*** Records provided
PR #223, opened 2021-12-06
update rating bar on input

cupiditys:
* rating bar updates when you click like/dislike
* changed "response.likes && response.dislikes" to "response.viewCount" to prevent errors on videos with no likes
> 
> gif

### DIFF
--- a/Extensions/UserScript/Return Youtube Dislike.user.js
+++ b/Extensions/UserScript/Return Youtube Dislike.user.js
@@ -25,6 +25,9 @@
 const LIKED_STATE = "LIKED_STATE";
 const DISLIKED_STATE = "DISLIKED_STATE";
 const NEUTRAL_STATE = "NEUTRAL_STATE";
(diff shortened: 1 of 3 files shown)


JacynoAdam:
Doesn't changing to accepting `response.viewCount` cause a problem with less accurate YouTube data overwriting API data? Specifically, I mean, as far as I could tell, YouTube reponse would always return 0 dislikes (as it's hidden everywhere now), and if the value of dislikes is not checked (`if (response.likes && response.dislikes)`) would it not cause a number with dislikes from API reponse being overwritten with data scrapped from YouTube with 0 dislikes?

Sorry if I'm missing something obvious, not very experienced with extensions.

Anarios:
Some conflicts, sorry :( Have time to resolve?

cupiditys:
there

cupiditys:
also fixed #232 as you can see

PR #234, opened 2021-12-06
Fix for Pale Moon

### LINKED ISSUE #128: (Feature Request): Pale Moon Compatibility
### Extension or Userscript?

Userscript

Is there any chance you could make the userscript compatible with Pale Moon/UXP Browsers (http://www.palemoon.org) ?

### Ways to implement this!

_No response_

### Can you work on this?

- [ ] Yes
- [ ] No

Zorgodon:
This is a minimal patch that gives an acceptable output for the [Pale Moon](http://www.palemoon.org/) browser while maintaining compatibility with Chrome and FF. PM doesn't support the compact notation needed to get the metric suffixes, but this is enough to call it 'compatible' with it. 
This will close #128 .

### DIFF
--- a/Extensions/UserScript/Return Youtube Dislike.user.js
+++ b/Extensions/UserScript/Return Youtube Dislike.user.js
@@ -301,8 +301,6 @@ function numberFormat(numberState) {
     maximumFractionDigits: 0,
   });
 
-  cLog('This is the number format!');
-  cLog(formatter.format(roundDown(numberState)).replace(/\.0|,0/, ""));
   return formatter.format(roundDown(numberState)).replace(/\.0|,0/, "");
 }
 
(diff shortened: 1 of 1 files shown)


Anarios:
You will need to add null checks, not just remove "?."

Zorgodon:
Would something like
`return document.getElementById("menu-container") ? document.getElementById("menu-container").querySelector("#top-level-buttons-computed"): undefined ;` do? I've never coded JS before.

As for the `<!--css-build:shady-->`,  PM ignores the comment and prints likes/dislikes in black font below the ratebar.

I'm happy to close this for now and look for a solution for that too.

pav1388:
> This is a minimal patch that gives an acceptable output for the [Pale Moon](http://www.palemoon.org/) browser while maintaining compatibility with Chrome and FF. PM doesn't support the compact notation needed to get the metric suffixes, but this is enough to call it 'compatible' with it. This will close #128 .

Could adapt the script under Palemoon 29 and GreaseEmonKey 3.31.4? If so, then you can get a working script?

PR #253, opened 2021-12-09
Variable declaration and useless file

KalinkaGit:
Hello,

I changed the declaration of some variable because it's better to use 'let' instead of 'var' since ES2015.
I also removed 1 file in the Firefox extension that was empty, and also remove the import line in the manifest.json

Regards.


Anarios:
Hi, did you test it? I remember at least one place where var was used for a reason (re-inserting of script would cause an error with let)

KalinkaGit:
Hi, I tested it on Chrome and Firefox, there was just an error in the popup.js due to the Advanced Toggle that isn't implemented in the HTML, so I commented it.

I also found the error you told me about in the UserScript, indeed, and there is a problem and I fixed it in my last commit, tested it and working fine!

KalinkaGit:
Also fixed a bug due to const declaration in the future version of firefox extension, now working fine

PR #282, opened 2021-12-13
Split chrome script into several helper files

leonbubova:
## Summary
This PR introduces quite a lot of changes. Since `return-youtube-dislike.script.js` has grown quite big, I tried to split it up into several smaller, more maintainable and possibly testable files and created a file structure where I organised the new files thematically, using ES6 modules.

For most of the changes I just moved the functions into their own files and didn't change anything of the functionality itself, other than a handful of changes, but I did introduce some extra parameters to some of the functions to fix the not globally reachable parameters of some functions now.

### What
- Split up `return-youtube-dislike.script.js` into several helper files (see Screenshot for proposed file structure)
- created ES6 modules out of the helper files to make them importable and reusable throughout the project
- refactored usage of RYDTools and RYD class to be more simpler, since they didn't work that good with the new structure

### Why
Big script files can get out of hand soon and become unmaintainable and untestable. Therefore we should address this sooner rather than later.

### New File Structure
image

PR #311, opened 2021-12-15
Implement webpack to use ES6 modules

leonbubova:
## Summary
I added webpack to the project, to be able to use ES6 modules which let's us split up files into modules. This is related to #282 since the changes in there, won't work without webpack and modules.

## What
- Create package.json to handle dependencies
- Add webpack and babel to project
- Create script `npm run bundle` to enable automatic rebuilding of source files on save
- Update `CONTRIBUTE.md` with npm setup

## Why
- To be able to use ES6 modules, which increases code maintainability
- Makes it possible to (after I cleaned it up again) merge #282


leonbubova:
Is it correct that 6 approving reviewers are required for this PR? That seems a bit hefty 😅

glenlalo (commented):
It would be good if you may change the commit message to something else and not just wip

leonbubova:
> It would be good if you may change the commit message to something else and not just wip

Isn't it getting squashed automatically?

glenlalo:
@leonbubova Have you tried loading the extension in firefox? I'm getting this error: `Unsupported manifest version: 3`
In chrome works fine :)

leonbubova:
I think for Firefox you have to rename manifest.json to manifestv3.json and manifestv2.json to manifest.json. But let me double check that as well.

leonbubova:
Yes just checked, after renaming the `manifestv2.json` to `manjfest.json` it works.

glenlalo:
> I think for Firefox you have to rename manifest.json to manifestv3.json and manifestv2.json to manifest.json. But let me double check that as well.

Thanks, after renaming, works in both browsers without having to rename again 👍  Can you push the fix?

leonbubova:
> > I think for Firefox you have to rename manifest.json to manifestv3.json and manifestv2.json to manifest.json. But let me double check that as well.
> 
> Thanks, after renaming, works in both browsers without having to rename again 👍 Can you push the fix?

Just did

glenlalo (approved):

Anarios:
One of the biggest PRs to extension code so far, thanks so much.

PR #321, opened 2021-12-15
Patch: Remove unneeded function after YT-API changed and fixed loading of extension in Firefox

### LINKED ISSUE #320: (Bug): Loading RYD as a temporary extension does not work in Firefox
### Browser

Firefox

### Browser Version

latest

### Extension or Userscript?

Extension

latest

null

### What happened?

A bug happened!

glenlalo:
- Number formatting is not needed anymore, since the extension does not fetch dislike data from YT.
- Loading as temporary extension in Firefox is fixed #320


Anarios:
manifest file is for chrome. manifest v2 is used with FF, so what you did breaks chrome.

glenlalo:
@Anarios I tested in chrome and it works too.

Anarios:
@ghost, yea - but it changes manifest version, which prevents from publishing to chrome store

Anarios:
This is done with webpack now.

PR #323, opened 2021-12-15
remove unused functions from extension code

himanshudabas:
There was 1 unused function in background script `getDislikesFromYoutubeResponse()`, which was being used before 13th as a fallback to show dislikes to users.
It is not being used anywhere in the code anymore.

In the content-script there were 2 methods `isVideoNotLiked()` & `isVideoNotDisliked()` which were also not being used anymore.
content-script already have `isVideoLiked()` & `isVideoDisliked()` method which are being used now.

### DIFF
--- a/Extensions/combined/ryd.background.js
+++ b/Extensions/combined/ryd.background.js
@@ -131,37 +131,6 @@ api.storage.sync.get(null, (res) => {
 const sentIds = new Set();
 let toSend = [];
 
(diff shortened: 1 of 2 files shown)


leonbubova (approved):
Thanks for that PR. It annoyed me as well to be honest, but I didn't have the time 👍

Anarios (approved):

Anarios:
Thanks!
******
(What to produce): Copy out every line from the data above in which the word "temporary" occurs.

(Your response):
### LINKED ISSUE #320: (Bug): Loading RYD as a temporary extension does not work in Firefox
- Loading as temporary extension in Firefox is fixed #320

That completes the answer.